Falta de valentía política
Pero las responsabilidades son compartidas, a mi entender, por ambas partes. El presidente de Gobierno español, Mariano Rajoy, ha aplicado sus viejas tácticas de dejar pudrir los problemas para ver si por sí mismos se resuelven, como hizo tantas veces con notable éxito, y no tuvo los suficientes reflejos políticos para hacer frente a la más grave crisis que se le avecinaba a la joven democracia española. Luego se negó de una forma rotunda y contundente a establecer una negociaciones con los que consideraba como "golpistas", en una estrategia suicida en el largo plazo aunque aplaudida y jaleada por algunos medios de Madrid, pero poco práctica a la hora de resolver un problema de hondo calado. La historia demuestra que para poner fin a las guerras y a los conflictos tienes que hablar con tus enemigos, por muy sangrienta y bárbara que haya sido la contienda.
En 1977, por poner un ejemplo, el presidente egipcio de entonces, Anwar el-Sadat, viajó hasta Jerusalén invitado por Israel y habló ante el legislativo israelí.

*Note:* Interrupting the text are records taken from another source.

PR #3080, opened 2019-09-22
Improve performance of Kleisli: make it a value class

svalaskevicius:
Make Kleisli a value class, to avoid the runtime cost of new object instantiation.

`sbt 'bench/jmh:run "cats.bench.KleisliBench.*" -f1 -t1 -wi 2 -i2' `

before:
```
[info] Benchmark                      Mode  Cnt       Score   Error  Units
[info] KleisliBench.baselineFlatMap  thrpt    2  299375.289          ops/s
[info] KleisliBench.flatMap          thrpt    2  127897.572          ops/s
```

after:
```
[info] Benchmark                      Mode  Cnt       Score   Error  Units
[info] KleisliBench.baselineFlatMap  thrpt    2  294876.092          ops/s
[info] KleisliBench.flatMap          thrpt    2  155593.301          ops/s
```

### DIFF
--- a/bench/src/main/scala/cats/bench/KleisliBench.scala
+++ b/bench/src/main/scala/cats/bench/KleisliBench.scala
@@ -1,0 +1,30 @@
+package cats.bench
+
+import cats.Eval
+import cats.data.Kleisli
+import org.openjdk.jmh.annotations.{Benchmark, Scope, State}
+
+@State(Scope.Benchmark)
+class KleisliBench {
+
+  @Benchmark
+  def baselineFlatMap(): Long = {
+    def pure(x: Long) = Eval.now(x)
+    val count = 100
+    val result = (0 until count).foldLeft(pure(0)) { (acc, x) =>
+      acc.flatMap(y => pure(x+y))
+    }
+    result.value
+  }
+
+  @Benchmark
+  def flatMap(): Long = {
+    def pure(x: Long) = Kleisli.pure[Eval, Unit, Long](x)
+    val count = 100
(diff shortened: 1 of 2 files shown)


svalaskevicius:
Hmm binary compatiblity fails - expectedly tbh as some functions are renamed.. (otherwise the compiler is not happy)

Could this be part of a major version change then? Or does anyone have any better ideas?

djspiewak:
Hmm, could you leave the old functions as `private`? The benchmarks are impressive. It is worth noting that in a few cases, this will actually make performance *worse* (for example, `List[Kleisli[F, R, A]]`, which will result in twice as much boxing as without the value class), but I think those cases are relatively rare.

kailuowang:
I think it's not just a few renames. It seems to me that changing this to a value class itself breaks BC. We still don't have a plan on how we do a binary breaking version on cats-core yet but we are working on it.

svalaskevicius:
Thanks both! Yeah I don't think private will help - the error I got from compiler is that when it bacame a value class the functions where too similar for it to resolve. We can try though if you think it might help :) plus the reason for bin compat failure is likely to be the change to value class as @kailuowang wrote..

Out of curiosity - @djspiewak - why would a list box it twice? I've checked https://docs.scala-lang.org/overviews/core/value-classes.html and one case is actually a bit worrying - apparently even a call to identity will instantiate it (what about tagless final usage?)

armanbilge:
We can't make this change bin-compatibly in Cats 2, and hopefully by Cats 3 can use Scala 3's `opaque type` :)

Defendió con valor la paz y el diálogo, ante unos parlamentarios atónitos, frente al recurso al uso de la fuerza. Comenzó una relación entre ambos países que puso fin a la guerra y selló una paz casi definitiva en la región tras la entrega del Sinaí ocupado por los israelíes a Egipto. La valentía y la voluntad política de Sadat se impusieron a las pulsiones emocionales, los odios africanos tras décadas de guerras y, en definitiva, a la doctrina imperante en el mundo árabe de entonces en el sentido de que el único camino para acabar con la "entidad sionista" era "tirar a los judíos al mar".
Esa valentía política de Sadat es la que hoy se echa en falta hoy en España. Y esa carencia de la misma, resumiendo, es la que nos ha llevado a este enfrentamiento absolutamente tercermundista en pleno siglo XXI. La batalla de Cataluña la hemos perdido todos los demócratas pues no hemos sido capaces de como dice el poema de Blas de Otero, versionado por el cantautor Victor Manuel, de haber establecido un marco político "donde entendernos sin destrozarnos/ donde sentarnos y conversar".